It all boils down to whether we see children as their own human beings of whom we are guardians during their vulnerable years, or if we see them as our possessions. No surprise, from the responses, MDC'ers see children as autonomous human beings. We all seem to have rules about clothes that pertain to keeping the children safe from weather or physical hazards, and to some degree to learning when a certain type of clothing is appropriate, but that the child can within those bounds express his or her own taste and style.
Like most here, our own house rules are pretty much the clothes must be appropriate to the weather, and you have to wear underpants or shorts (or thick tights) under a skirt. Hey, who am I to give fashion advice? For me, it's a big fashion day if my bandana (worn to cover my gray and usually messy hair) matches my shirt! Besides, who wants the hassle of arguing over clothes, especially if the kid has actually dressed himself? When I tell the kids they aren't allowed to do certain things, I feel there should always be a good explanation for why. And if the best reason for "why can't I wear this?" is "because I think those socks look silly with that dress" then that just isn't a good enough reason.
My mother-in-law is really INTO clothes, and she loves to buy clothes for the kids. My daughter really enjoys the clothes, but when she is given an "outfit" she ends up mixing and matching as she pleases. So it causes some bad feelings: MIL sees DD in some crazy get-up and feels personally rejected because she thinks DD doesn't like her gift because she isn't wearing it the "right" way. DD feels personally rejected because she feels Grammy doesn't like her because Grammy insults the way she dresses.
Last year, Grammy got DD a Halloween-themed outfit: skirt, LS shirt, tights, socks. Well, the following week Grammy came to visit and it was unseasonably warm so she put on the skirt but with a short-sleeved shirt and with the socks but no tights and with white sandals. Grammy and Pappy seemingly could not stop with the rude comments ("did you get dressed in the closet? Are you color-blind?" etc.) even when we told them how rude they were and to STOP IT. Their excuse was, she needs to change or she will get made fun of. Well, YOU are the ONLY ones making fun of her! Then we all went for a walk in the neighborhood and, no lie!, FOUR different people stopped to say how CUTE her outfit looked!! So much for getting made fun of.
Then there's DS with his dresses... and the hilarious thing is, at Easter he went to Grammy's house wearing the complete coordinated outfit that she had bought for DD two years earlier. Hey, at least he was coordinated! Her only comment was, "what will you do when he gets OLDER and still wants to wear a dress?" Umm, let him wear a dress, what difference is it how old he is? Besides, I'm the wrong one to ask about that. I love dudes in dresses. One of my favorite things about Dead shows was all the hot guys wearing a skirt and nothing else (I think they were breaking the underwear rule!;-)). Then there's kilts (yum!) and David Bowie, and then Ashton Kutcher imitating David Bowie on That Seventies Show...I like drag too but that's a different department, guys dressing up to look like a woman. I'm more into guys looking like a _guy_ in a dress/skirt. If that makes any sense. (As David Bowie described it, and this may not be an exact quote but close enough,"no, no, I'm not dressing like a woman. This is a MAN'S dress!")

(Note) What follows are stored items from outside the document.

Issue #896, opened 2017-12-06
Orkney Islands


systemcatch:
See @jarek 's comment in #596.

There is live generation data at http://anm.ssepd.co.uk/.  They have a connector to the UK mainland and lots of wind generation.  There are Wave and Tidal energy test facility's but I think it's mainly for R&D rather than regular power generation at the moment.  However there is serious potential for that to change in the future.

The Islands are very committed towards renewable energy, innovation and sustainability.
http://www.orkney.com/invest/sectors/energy
http://www.oref.co.uk/

Bjarkigd:
If memory serves, then Orkney does from time to time produce even more than they can export, as the connection to the mainland can't handle it.

alixunderplatz:
Live generation data has moved to https://www.ssen.co.uk/ANM/

pascalheraud:
OK, I will start on this.

pascalheraud:
For Orkney Islands, the point is to display it on map. The code seems to be GB-ORK but I'm not sure coords are included into naturalearth. Any idea ?

jarek:
In the Natural Earth shapefiles, the Orkneys have their own shape, tagged with:
code_hasc = GB.MO
adm1_code = GBR-2744
gn_a1_code = GB.V9

Extracting them by one of those in topogen.sh should be doable.

While we are looking at the map, it might also be good to separate out Shetland from mainland GB, as there is no grid connection. The codes are GB.AR, GBR-2747, and GB.W3 respectively.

Grammy seriously needs to get herself a doll to dress up! They always wear the coordinated outfit with all the accessories just the way you like, and they even wear their hair the way you want them to. None of those pesky ideas of their own...

Jen


----------



## mama_mojo (Jun 5, 2005)

I occasionally insist on looking "nice", but I'm pretty flexible on what that means. As they get older, it mostly means clean.







I also make matching outfits for all three; it's really adorable. AND- they all usually enjoy wearing them together ONE time. Then it's all a mix and match kind of thing. But, I have never even mildly coerced them to wear the matching things, so if you see me with my kids in matching clothes, please don't assume I did it for the public's benefit. My children chose it, and they think they look cute, and their mother does, too.


----------



## mommy amber (Mar 29, 2008)

usually dd wears whatever she wants...but on the issue of shoes, for highly sensitive children the breaking-in period is an unavoidable debate area! we have gone through the purchase (she helps pick out) and return of several pairs of shoes...some are the exact same shoe she has LOVED in past seasons...just a bigger size/different color. she really just wants to keep wearing the shoes she's used to and loves and has worn in...who wouldn't?...if only I could keep her feet from growing








so, I have finally put my foot down...we got the same keen shoe she wore all last summer in a bigger size and I just keep assuring her that they will get more comfortable the more she wears them...


----------



## Evan&Anna's_Mom (Jun 12, 2003)

Quote:


Originally Posted by *mama_mojo* 
But, I have never even mildly coerced them to wear the matching things, so if you see me with my kids in matching clothes, please don't assume I did it for the public's benefit. My children chose it, and they think they look cute, and their mother does, too.

About the only time I've ever insisted on matching colors for both kids was when they were both under about 5 years old and I was taking them to the Zoo/SeaWorld/Legoland sort of place by myself. Then I would put them in the brightest, neon-iest color shirts they had that matched so that I could pick them out in a hurry if they got away from me. I don't think I have had to get coercive about it, but it was one of those occasions when I would say "Please wear this because it will make it easier for mommy to see you" and they were always pretty good about it. Or I would buy matching colors when we got to wherever and put them on right away. Since they always loved getting park shirts, that always worked really well.


----------



## LessTraveledBy (Feb 9, 2005)

I REFUSE to let dd wear uncomfortable shoes, no matter who wants her to. I once just about had a fight with mil over this. I ended up buying her the sort of shoes she wanted to wear for a wedding but she never actually wore them. Ha...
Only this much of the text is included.